Mr. McClain has served on the board of Nine West Holdings from
April 2014 through October 2015, the board and audit committee of
Lands’ End since May 2014 and as a trustee and a member of
the audit and compensation committees of Seritage Growth Properties
since June 2015. Mr. McClain has also held a number of roles at
Avis Budget Group, Inc., formerly Cendant Corporation. He joined
Cendant Corporation in September 1999, serving as the Senior Vice
President, Finance & Corporate Controller until 2006. From July
2006 to 2007, Mr. McClain served as the Chief Accounting Officer of
Avis and Chief Operating Officer of Cendant Finance Holdings. Mr.
McClain previously held leadership roles at Sirius Satellite Radio
Inc. and ITT Corporation. Mr. McClain holds a B.S. in Accounting
from Lehigh University.
Dean (Trey) Byus III
joined Lindblad in 1993 as an
Expedition Leader and since 2009 has served as Lindblad’s
Chief Expedition Officer overseeing programming for
Lindblad’s vessels.
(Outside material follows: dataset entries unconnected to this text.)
PR #235, opened 2022-05-11
ROU-3428: Fix column picker on autogen

glundgren93:
This PR fixes column picker on autogenerated grids

### What was happening
* Bug introduced on #227 as we had changed the column picker creation to use our columns instead of Wijmo's.

### What was done
* Added a condition to check if grid is autogenerated or not and use proper columns.

### Test Steps
1. Open column picker

Expected: All columns should be there.


gnbm (approved):

rugoncalves (approved):
LGTM!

Prior to 2009, Mr. Byus served as
Lindblad’s Vice President of Operations and Program
Development, Director of Field Staff & Expedition Technology,
Director of Field Staff and Expedition Leader. Mr. Byus has worked
in regions around the world and has extensive experience in
managing Lindblad’s naturalists, historians, Expedition
Leaders, vessel itineraries and business development, including
working with National Geographic. Mr. Byus holds a B.A. from the
University of Washington.
Richard P. Fontaine
joined Lindblad as Chief Marketing
Officer in July 2013, and oversees all marketing and sales
initiatives, including public relations, communications and
corporate brand positioning efforts. Mr. Fontaine brings more than
25 years of experience in consumer-direct marketing for
highly-regarded lifestyle media and merchandising brands. From
February 1997 until July 2013, Mr. Fontaine served as SVP, Consumer
Marketing for Martha Stewart Living Omnimedia, Inc. Previously, Mr.
Fontaine served in product management/marketing roles at Time
Inc./Sports Illustrated, and MBI, Inc./The Danbury Mint. Mr.
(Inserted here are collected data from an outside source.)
PR #245, opened 2022-05-20
ROU-2905: [DataGrid] - Column header/cells word wrap 

JoaoFerreira-FrontEnd:
This PR is for an API that allows the developer to set the column with wordwrap.

### What was done
* Create API SetColumnWordWrap;

### Test Steps
1. Add the API to a flow;
2. Check if the column text changed;

### Checklist
* [x] tested locally
* [x] documented the code

### DIFF
--- a/code/src/WijmoProvider/Features/Styling.ts
+++ b/code/src/WijmoProvider/Features/Styling.ts
@@ -117,8 +117,8 @@ namespace WijmoProvider.Feature {
             const column = this._grid.getColumn(columnID);
             if (column) {
                 this._grid.provider.columns.find(
-                    (column) =>
-                        column.index ===
+                    (element) =>
+                        element.index ===
                         this._grid.getColumn(columnID).provider.index
                 ).wordWrap = value;
             } else {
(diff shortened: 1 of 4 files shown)


code/src/WijmoProvider/Features/Styling.ts
```diff
@@ -111,5 +111,21 @@ namespace WijmoProvider.Feature {
                 );
             }
         }
+
+        public setColumnWordWrap(columnID: string, value: boolean): void {
+            // validate if column exists
+            const column = this._grid.getColumn(columnID);
+            if (column) {
```
glundgren93, line 118: I believe you can just do column.provider.worWrap = value;

glundgren93 (changes requested):

code/src/WijmoProvider/Features/Styling.ts
JoaoFerreira-FrontEnd: I'll do that

glundgren93 (approved):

Fontaine holds a B.A. in Economics from Cornell University.
15
J. Tyler Skarda
joined us as Senior Vice President, Marine
Operations in January 2016 and oversees our marine operations and
marine fixed assets. Mr. Skarda brings over two decades of maritime
industry experience, focused on strategy, capital equipment
procurement cost reduction, and shipbuilding/ship operations
process improvement for global maritime companies and their
suppliers. Prior to joining us, Mr. Skarda served as a consultant
with the leading global management consulting firm, A.T. Kearney.
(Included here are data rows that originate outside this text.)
PR #250, opened 2022-05-25
ROU-3475: Fixing issue with GetChangedLines

glundgren93:
This fixes an issue where GetChangedLines was returning edited lines even though the row had its original value.

### What was happening
* Since we add rowMetadata on the grid's dataItem, wijmo can't tell if the dataItem has been changed or not, because for them the dataItem is always different from the original value.

### What was done
* Created a method that tells if Grid has dirty marks and uses that on GetChangedLines.

### Test Steps
1. Change the Product Category on the first cell.
2. Change back to the original value.
3. Press GetChanged Lines.

Expected: Should return empty values.

### DIFF
--- a/code/src/OSFramework/Feature/IDirtyMark.ts
+++ b/code/src/OSFramework/Feature/IDirtyMark.ts
@@ -1,6 +1,7 @@
 // eslint-disable-next-line @typescript-eslint/no-unused-vars
 namespace OSFramework.Feature {
     export interface IDirtyMark {
+        isGridDirty: boolean;
         clear(): void;
         clearByRowKeys(rowKeys: Array<string>): void;
         // eslint-disable-next-line @typescript-eslint/no-explicit-any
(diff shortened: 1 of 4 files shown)


code/src/OSFramework/Feature/IDirtyMark.ts
```diff
@@ -8,6 +8,7 @@ namespace OSFramework.Feature {
         clearPropertyInRowByKey(key: string): void;
         // eslint-disable-next-line @typescript-eslint/no-explicit-any
         getOldValue(rowNumber: number, binding: string): any;
+        isGridDirty(): boolean;
```
BenOsodrac, line 11: @glundgren93 congrats, best method name ever, I couldn't do better myself!

code/src/WijmoProvider/Features/DirtyMark.ts
```diff
@@ -244,6 +244,12 @@ namespace WijmoProvider.Feature {
             );
         }
 
+        public isGridDirty(): boolean {
+            return this._grid.provider.itemsSource.sourceCollection.some(
+                (row, index) => this._isDirtyRow(index)
```
BenOsodrac, line 249: I think the row parameter can be removed. Its throwing a code-smell also

JoaoFerreira-FrontEnd (approved):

Mr. Skarda started his career in the United States Navy and later
worked in the Office of the Secretary of Defense as a senior
maritime industry analyst prior to leaving the service. Mr. Skarda
holds a B.S. in electrical engineering from California State
University, Sacramento and an M.B.A. from the Fuqua School of
Business at Duke University.
16
EXECUTIVE
COMPENSATION
Compensation Discussion
and Analysis
This compensation discussion and analysis describes the material
elements of compensation awarded to, earned by, or paid to each of
our named executive officers, whom we refer to as our
“NEOs,” during 2015 and describes our policies and
decisions made with respect to the information contained in the
following tables, related footnotes and narrative for 2015. The
NEOs are identified below in the table titled “Summary
Compensation Table for 2015.” In this compensation discussion
and analysis, we also describe various actions regarding NEO
compensation taken before or after 2015 when we believe it enhances
the understanding of our executive compensation program.
Prior to the completion of the merger with Lindblad in July 2015,
none of our executive officers received any compensation for
services rendered to us. Accordingly, this discussion and analysis
relates to the compensation of the individuals who became our
executive officers upon the completion of the merger with Lindblad.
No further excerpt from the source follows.